Directions =
The first line of the entries through the line bearing "Fixes #4531.": copy these lines exactly and return nothing else.

Exercise inputs =
PR #4530, opened 2023-09-20
Receive time for Kafka messages.

### LINKED ISSUE #4531: Add Kafka Received Time
As a data manager, I want to have my Kafka table include the time that we received the message so that I can better understand the performance of my data pipeline.

cpwright:
Fixes #4531.

### DIFF
--- a/extensions/kafka/src/main/java/io/deephaven/kafka/KafkaTools.java
+++ b/extensions/kafka/src/main/java/io/deephaven/kafka/KafkaTools.java
@@ -138,8 +138,8 @@ public class KafkaTools {
     public static final String OFFSET_COLUMN_NAME_DEFAULT = "KafkaOffset";
     public static final String TIMESTAMP_COLUMN_NAME_PROPERTY = "deephaven.timestamp.column.name";
     public static final String TIMESTAMP_COLUMN_NAME_DEFAULT = "KafkaTimestamp";
-    public static final String RECEIVETIME_COLUMN_NAME_PROPERTY = "deephaven.receivetime.column.name";
-    public static final String RECEIVETIME_COLUMN_NAME_DEFAULT = null;
+    public static final String RECEIVE_TIME_COLUMN_NAME_PROPERTY = "deephaven.receivetime.column.name";
+    public static final String RECEIVE_TIME_COLUMN_NAME_DEFAULT = null;
     public static final String KEY_BYTES_COLUMN_NAME_PROPERTY = "deephaven.keybytes.column.name";
     public static final String KEY_BYTES_COLUMN_NAME_DEFAULT = null;
     public static final String VALUE_BYTES_COLUMN_NAME_PROPERTY = "deephaven.valuebytes.column.name";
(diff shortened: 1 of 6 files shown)


extensions/kafka/src/main/java/io/deephaven/kafka/KafkaTools.java
```diff
@@ -138,6 +138,12 @@ public class KafkaTools {
     public static final String OFFSET_COLUMN_NAME_DEFAULT = "KafkaOffset";
     public static final String TIMESTAMP_COLUMN_NAME_PROPERTY = "deephaven.timestamp.column.name";
     public static final String TIMESTAMP_COLUMN_NAME_DEFAULT = "KafkaTimestamp";
+    public static final String RECEIVETIME_COLUMN_NAME_PROPERTY = "deephaven.receivetime.column.name";
+    public static final String RECEIVETIME_COLUMN_NAME_DEFAULT = null;
```
rcaudy, line 142: Let's be consistent... if we're going to say "KEY_BYTES", we should say "RECEIVE_TIME".
```suggestion
    public static final String RECEIVE_TIME_COLUMN_NAME_PROPERTY = "deephaven.receivetime.column.name";
    public static final String RECEIVE_TIME_COLUMN_NAME_DEFAULT = null;
```

rcaudy (commented):
LGTM, barring minor quibbles. Highlights that this code sure does have a lot of touch points for each "common column".

extensions/kafka/src/main/java/io/deephaven/kafka/ingest/KafkaStreamPublisher.java
```diff
@@ -127,7 +137,10 @@ public static ConsumerRecordToStreamPublisherAdapter make(
                 simpleKeyColumnIndex,
                 simpleValueColumnIndex,
                 parameters.getKeyToChunkObjectMapper(),
-                parameters.getValueToChunkObjectMapper());
+                parameters.getValueToChunkObjectMapper(),
+                parameters.getReceiveTimeColumnIndex(),
+                parameters.getKeyBytesColumnIndex(),
+                parameters.getValueBytesColumnIndex());
```
devinrsmith, line 143: More a note for Ryan and myself - wonder if we should just pass parameters into KafkaStreamPublisher instead of extracting all the values here.

devinrsmith (commented):
My one comment about using the system clock I'll leave up to the discretion of Charles; it's not a sticking point, although I may change it in the future if you don't.

Before I hit approve, I'm going to test out the code.

extensions/kafka/src/main/java/io/deephaven/kafka/ingest/KafkaStreamPublisher.java
```diff
@@ -258,6 +299,15 @@ public synchronized long consumeRecords(@NotNull final List<? extends ConsumerRe
...
                 }
+                if (receiveTimeChunk != null) {
+                    receiveTimeChunk.add(receiveTime);
+                }
+                if (keyBytesChunk != null) {
+                    keyBytesChunk.add(record.serializedKeySize());
+                }
+                if (valueBytesChunk != null) {
+                    valueBytesChunk.add(record.serializedValueSize());
+                }
```
devinrsmith, line 310: Upon testing, we should treat -1 as NULL_INT.

devinrsmith (changes requested):

devinrsmith (approved):

deephaven-internal:

How-to: https://github.com/deephaven/deephaven.io/issues/3217
Reference: https://github.com/deephaven/deephaven.io/issues/3218

PR #4538, opened 2023-09-22
Make Kafka KeyOrValueProducers public to enable external parsers.

cpwright:


extensions/kafka/src/main/java/io/deephaven/kafka/KafkaTools.java
```diff
@@ -313,19 +313,19 @@ public static class Consume {
...
-            abstract KeyOrValueIngestData getIngestData(
+            public abstract KeyOrValueIngestData getIngestData(
                     KeyOrValue keyOrValue,
                     SchemaRegistryClient schemaRegistryClient,
                     Map<String, ?> configs,
                     MutableInt nextColumnIndexMut,
                     List<ColumnDefinition<?>> columnDefinitionsOut);
 
-            abstract KeyOrValueProcessor getProcessor(
+            public abstract KeyOrValueProcessor getProcessor(
```
rcaudy, line 328: Protected, not public, I think.

rcaudy:
We'll merge this for expediency, but we're planning to change these interfaces in the October release; implementor beware.

rcaudy (approved):

Issue #4537, opened 2023-09-22
SourceTable removes itself from the UG instead of the updateSourceRegistrar


abaranec:
**Description**

When a SourceTable fails, it tries to remove itself from the UpdateGraph,  but it really should be removing itself from the updateSourceRegistrar it was created with.

**Steps to reproduce**

This is difficult to do without the ability to remove a location from a TableLocaftionProvider, but is like this:

1. Create a SourcePartitionedTable that initially has two locations
2. Force one of the to locations to fail (by pushing a negative size update or something)
3. Push a delete event through the TableLocationProvider

**Expected results**

The SourcePartitionedTable removes the location and life continues

**Actual results**

An assertion because the SourcePartitionedTable tries to refresh the table that has already failed

**Versions**
 - Deephaven: 0.28.0

PR #4539, opened 2023-09-22
SourceTable should remove itself from registrar, not UG

abaranec:
This fixes Issue #4537.

### DIFF
--- a/engine/table/src/test/java/io/deephaven/engine/table/impl/SourcePartitionedTableTest.java
+++ b/engine/table/src/test/java/io/deephaven/engine/table/impl/SourcePartitionedTableTest.java
@@ -213,6 +213,11 @@ public class SourcePartitionedTableTest extends RefreshingTableTestCase {
             updateGraph.refreshSources();
             registrar.run();
         });
+
+        assertEquals(1, partitionTable.size());
+        try (final CloseableIterator<Table> tableIt = partitionTable.columnIterator("LocationTable")) {
+            assertTableEquals(tableIt.next(), p2);
+        }
     }
 
     /**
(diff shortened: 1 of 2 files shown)


engine/table/src/test/java/io/deephaven/engine/table/impl/SourcePartitionedTableTest.java
```diff
@@ -3,11 +3,16 @@
 import io.deephaven.configuration.Configuration;
 import io.deephaven.engine.context.ExecutionContext;
 import io.deephaven.engine.primitive.iterator.CloseableIterator;
+import io.deephaven.engine.rowset.RowSet;
+import io.deephaven.engine.rowset.RowSetFactory;
+import io.deephaven.engine.rowset.TrackingRowSet;
```
rcaudy, line 8: You added two unused imports
```suggestion
```

engine/table/src/test/java/io/deephaven/engine/table/impl/SourcePartitionedTableTest.java
```diff
@@ -166,10 +171,60 @@ public void testAddAndRemoveLocations() {
                         FindExceptionCause.isOrCausedBy(errors.get(0), IllegalStateException.class).isPresent());
     }
 
+    /**
+     * This is a test for PR 4537, where SourceTable removes itself from the wrong refresh provider
+     */
+    public void testRemoveAndFail() {
```
rcaudy, line 177: This is not annotated as a test...
```suggestion
    @Test
    public void testRemoveAndFail() {
```

rcaudy (approved):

Exercise result =
PR #4530, opened 2023-09-20
Receive time for Kafka messages.

### LINKED ISSUE #4531: Add Kafka Received Time
As a data manager, I want to have my Kafka table include the time that we received the message so that I can better understand the performance of my data pipeline.

cpwright:
Fixes #4531.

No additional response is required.